PR #3414, opened 2021-03-23
feat: add opentelemetry instrumentation

robertlaurin:
Provides instrumentation for https://github.com/open-telemetry/opentelemetry-ruby

Original draft PR feedback here https://github.com/googleapis/google-api-ruby-client/pull/3185


google-apis-core/lib/google/apis/core/http_command.rb
```diff
@@ -355,7 +358,46 @@ def safe_response_representation http_res
...
+          return if @opentelemetry_span
+
+          attributes = {
+            'http.host' => url.host.to_s,
+            'http.method' => method.to_s,
+            'http.target' => url.path.to_s,
+            'peer.service' => url.host.to_s
+          }
+
+          @opentelemetry_span = Google::Apis::Core::OpenTelemetry.instance.tracer.start_span(url.host.to_s, attributes: attributes)
```
robertlaurin, line 372: > In general, what's the best practice for naming spans? This just provides the service name. Should we include the method being called?
https://github.com/googleapis/google-api-ruby-client/pull/3185#discussion_r591982855

That's a good question as this isn't always exactly an HTTP span, if the consumers of this instrumentation also include the [http client instrumentation](https://github.com/open-telemetry/opentelemetry-ruby/tree/main/instrumentation/http_client) these spans will be wrapping the HTTP calls.

For our internal instrumentation we've been using `url.host.to_s` as the span name.

robertlaurin:
@googlebot I signed it!

google-apis-core/lib/google/apis/core/opentelemetry.rb
```diff
@@ -0,0 +1,26 @@
...
+module Google
+  module Apis
+    module Core
+      class OpenTelemetry < OpenTelemetry::Instrumentation::Base
+        install { true }
+        present { true }
+      end
+    end
+  end
+end
```
robertlaurin, line 26: With the [addition of the dynamic upgradeable tracer](https://github.com/open-telemetry/opentelemetry-ruby/pull/708) do we still want to make use of this?

robertlaurin (commented):
hey @dazuma, there was a bit of a delay getting approval for the CLA.

google-apis-core/lib/google/apis/core/http_command.rb
```diff
@@ -99,20 +101,23 @@ def execute(client)
...
-              # NotFound, etc
-              auth_tries = (try == 1 && authorization_refreshable? ? 2 : 1)
-              Retriable.retriable tries: auth_tries,
-                                  on: [Google::Apis::AuthorizationError, Signet::AuthorizationError, Signet::RemoteServerError, Signet::UnexpectedStatusError],
-                                  on_retry: proc { |*| refresh_authorization } do
-                execute_once(client).tap do |result|
-                  if block_given?
-                    yield result, nil
+            url_host = url.host.to_s
+            OTEL_TRACER.in_span(url_host) do
```
robertlaurin, line 105: We have instrumentation for the underlying http lib (http client), so I think it makes sense to not duplicate all the HTTP attributes on this span. 

This span also serves the purpose of grouping retired network calls under a common parent span.

genebean:
What's the status of this work? Asking because I am very much interested in putting this to use. Also, is there additional code somewhere that would set attributes like is done for the aws_sdk in https://github.com/open-telemetry/opentelemetry-ruby/blob/f0593e7d97c62b10862c382d14f533dbc49be580/instrumentation/aws_sdk/lib/opentelemetry/instrumentation/aws_sdk/handler.rb#L23-L28 ?

bajajneha27:
Hi @robertlaurin , I'm so sorry we completely lost track of this. Is it still updated? Would you like to take a look and update the PR accordingly?

bajajneha27:
Hi @robertlaurin 
I'm closing this PR due to inactivity for now but please feel free to reopen it incase you still want to work on this.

# # # #

What to work on> Output the entire listing again, word for word.

Expected answer>
PR #3414, opened 2021-03-23
feat: add opentelemetry instrumentation

robertlaurin:
Provides instrumentation for https://github.com/open-telemetry/opentelemetry-ruby

Original draft PR feedback here https://github.com/googleapis/google-api-ruby-client/pull/3185


google-apis-core/lib/google/apis/core/http_command.rb
```diff
@@ -355,7 +358,46 @@ def safe_response_representation http_res
...
+          return if @opentelemetry_span
+
+          attributes = {
+            'http.host' => url.host.to_s,
+            'http.method' => method.to_s,
+            'http.target' => url.path.to_s,
+            'peer.service' => url.host.to_s
+          }
+
+          @opentelemetry_span = Google::Apis::Core::OpenTelemetry.instance.tracer.start_span(url.host.to_s, attributes: attributes)
```
robertlaurin, line 372: > In general, what's the best practice for naming spans? This just provides the service name. Should we include the method being called?
https://github.com/googleapis/google-api-ruby-client/pull/3185#discussion_r591982855

That's a good question as this isn't always exactly an HTTP span, if the consumers of this instrumentation also include the [http client instrumentation](https://github.com/open-telemetry/opentelemetry-ruby/tree/main/instrumentation/http_client) these spans will be wrapping the HTTP calls.

For our internal instrumentation we've been using `url.host.to_s` as the span name.

robertlaurin:
@googlebot I signed it!

google-apis-core/lib/google/apis/core/opentelemetry.rb
```diff
@@ -0,0 +1,26 @@
...
+module Google
+  module Apis
+    module Core
+      class OpenTelemetry < OpenTelemetry::Instrumentation::Base
+        install { true }
+        present { true }
+      end
+    end
+  end
+end
```
robertlaurin, line 26: With the [addition of the dynamic upgradeable tracer](https://github.com/open-telemetry/opentelemetry-ruby/pull/708) do we still want to make use of this?

robertlaurin (commented):
hey @dazuma, there was a bit of a delay getting approval for the CLA.

google-apis-core/lib/google/apis/core/http_command.rb
```diff
@@ -99,20 +101,23 @@ def execute(client)
...
-              # NotFound, etc
-              auth_tries = (try == 1 && authorization_refreshable? ? 2 : 1)
-              Retriable.retriable tries: auth_tries,
-                                  on: [Google::Apis::AuthorizationError, Signet::AuthorizationError, Signet::RemoteServerError, Signet::UnexpectedStatusError],
-                                  on_retry: proc { |*| refresh_authorization } do
-                execute_once(client).tap do |result|
-                  if block_given?
-                    yield result, nil
+            url_host = url.host.to_s
+            OTEL_TRACER.in_span(url_host) do
```
robertlaurin, line 105: We have instrumentation for the underlying http lib (http client), so I think it makes sense to not duplicate all the HTTP attributes on this span. 

This span also serves the purpose of grouping retired network calls under a common parent span.

genebean:
What's the status of this work? Asking because I am very much interested in putting this to use. Also, is there additional code somewhere that would set attributes like is done for the aws_sdk in https://github.com/open-telemetry/opentelemetry-ruby/blob/f0593e7d97c62b10862c382d14f533dbc49be580/instrumentation/aws_sdk/lib/opentelemetry/instrumentation/aws_sdk/handler.rb#L23-L28 ?

bajajneha27:
Hi @robertlaurin , I'm so sorry we completely lost track of this. Is it still updated? Would you like to take a look and update the PR accordingly?

bajajneha27:
Hi @robertlaurin 
I'm closing this PR due to inactivity for now but please feel free to reopen it incase you still want to work on this.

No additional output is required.